Als Wally nach Hause begleitet war von ihrem Schwager und ihn noch einige Zeit bei sich gesehen hatte, zog sie sich in ihre Gemächer zurück. Es klopfte. Der sardinische Gesandte trat mit einem Armleuchter in ihr Schlafkabinett. Sie erstaunte; denn solche Besuche waren ganz gegen die Verabredung.

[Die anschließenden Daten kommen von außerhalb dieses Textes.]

PR #340, opened 2026-02-18
std/regex: some minor fixes

mikesamuel:
regex compilation escapes `&` but JavaScript complains when it is escaped.

```js
$ node
Welcome to Node.js v25.2.1.
Type ".help" for more information.
> new RegExp("\\&")
/\&/
> new RegExp("\\&", "dgu")
Uncaught SyntaxError: Invalid regular expression: /\&/dgu: Invalid escape
> new RegExp("[&]", "dgu")
/[&]/dgu
```

There is a note in std/regex that Python requires escaping `&`.

This commit reworks the core.js function that creates the RegExp to unescape `&` specifically.

This also fixes a problem in regex.temper.md where code checks `<= 127` before looking into the list of safe ASCII codepoints, but the code that assembles the list does `< 127` leading to panics when compiling a regular expression that explicitly mentions U+7f.

### DIFF
--- a/frontend/src/commonMain/resources/std/regex/regex.temper.md
+++ b/frontend/src/commonMain/resources/std/regex/regex.temper.md
@@ -685,7 +685,7 @@ let needsNumericEscape = 1;
 let needsSimpleEscape = 2;
 let buildEscapeNeeds(): List<Int> {
   let escapeNeeds = new ListBuilder<Int>();
-  for (var code = 0; code < 0x7F; code += 1) {
+  for (var code = 0; code <= 0x7F; code += 1) {
     escapeNeeds.add(
       if (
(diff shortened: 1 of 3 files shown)


frontend/src/commonMain/resources/std/regex/regex.temper.md
```diff
@@ -685,7 +685,7 @@ let needsNumericEscape = 1;
 let needsSimpleEscape = 2;
 let buildEscapeNeeds(): List<Int> {
   let escapeNeeds = new ListBuilder<Int>();
-  for (var code = 0; code < 0x7F; code += 1) {
+  for (var code = 0; code <= 0x7F; code += 1) {
```
mikesamuel, line 688: See the use of <= 0x7f in pushCode at L509.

»Was ist?« fragte sie gedehnt.
»Liebes Kind«, sagte ihr Gatte; »mein Bruder –«
»Ihr Bruder ist sehr langweilig.«
»Er liebt dich; aber höre nicht auf ihn. Was ich ihm auch vorstellen mag, es ist, wie wenn man Feuer plötzlich ins Wasser wirft; aber höre nicht auf ihn. Ich war in meinen Briefen unvorsichtig. Er liebt dich wie eine Nebelgestalt, die man sich aus Täuschungen zusammensetzt und die man sonderbarerweise jede Nacht wieder vor sein Bett zaubern kann. Er schwärmte mit der Luft, er –«
»Was will ich das?«
»Höre nicht auf ihn! Eh' er dich sahe und Nizza nicht verlassen durfte, irrte er in den Wäldern und warf Blumen in die Flüsse. Seine Neigung ist so stark, daß er jede Lebensfunktion seines Körpers mit dem deinigen verwechselt, daß er –«
»Lassen Sie!«
»Höre nicht auf ihn! Warum ist Cupido nur blind? Er ist auch taub, sag' ich oft zu Jeronimo, weil er nicht hört. Sollten seine Sinne verzaubert sein?«
»Oh, Sie werden zum Schwätzer: ich glaube gar, Sie machen Verse.«
»Wie ich dich liebe, Wally! Kind, diese Schere auf dem Tisch nehm' ich als eigne Parze meines eignen Geschickes und schneide eine deiner himmlischen Locken, um sie mit verstohlenen Küssen zu bedecken, wenn ich dich selbst nicht habe. Gute Nacht, Wally: vergiß ihn, höre nicht auf ihn!«
Was sollte Wally denken? Der Gesandte hatte ihr eine Locke genommen. Welche Zärtlichkeit! Zu dieser Stunde, wo sie ihn nie sah. Sie erbleichte, denn jetzt war ihr dieser Mann erst im Lichte eines Gatten erschienen. Welch ein Bild! Ein Narr! Eine schwerfällige Gestalt! Ein Ungetüm, das einen falschen Bart trug! Ein Geizhals, der selbst an Worten sparte und nie umsonst redselig war! Eine hülflose Phantasmagorie, die ein Licht in der Hand hielt und vor ihr stand, leibhaftig, als hätte sie einen Mann in den Vierzigen vor sich gesehen! Sie wischte an ihrem Antlitz, das er berührt hatte. Sie lüftete das Bett, um es von den unkeuschen Worten zu reinigen, die hineingefallen waren, denn es stand offen. Sie begriff jetzt erst die Lage, in der sie sich befand, daß sie seit vier Monaten an einen Mann verheiratet war, den sie nicht kannte. Sie müsse fliehen! schrie es unhörbar in ihr auf, und erst als sie über die Mittel, diese Torheit zu begehen, nachdachte, schlief sie ein.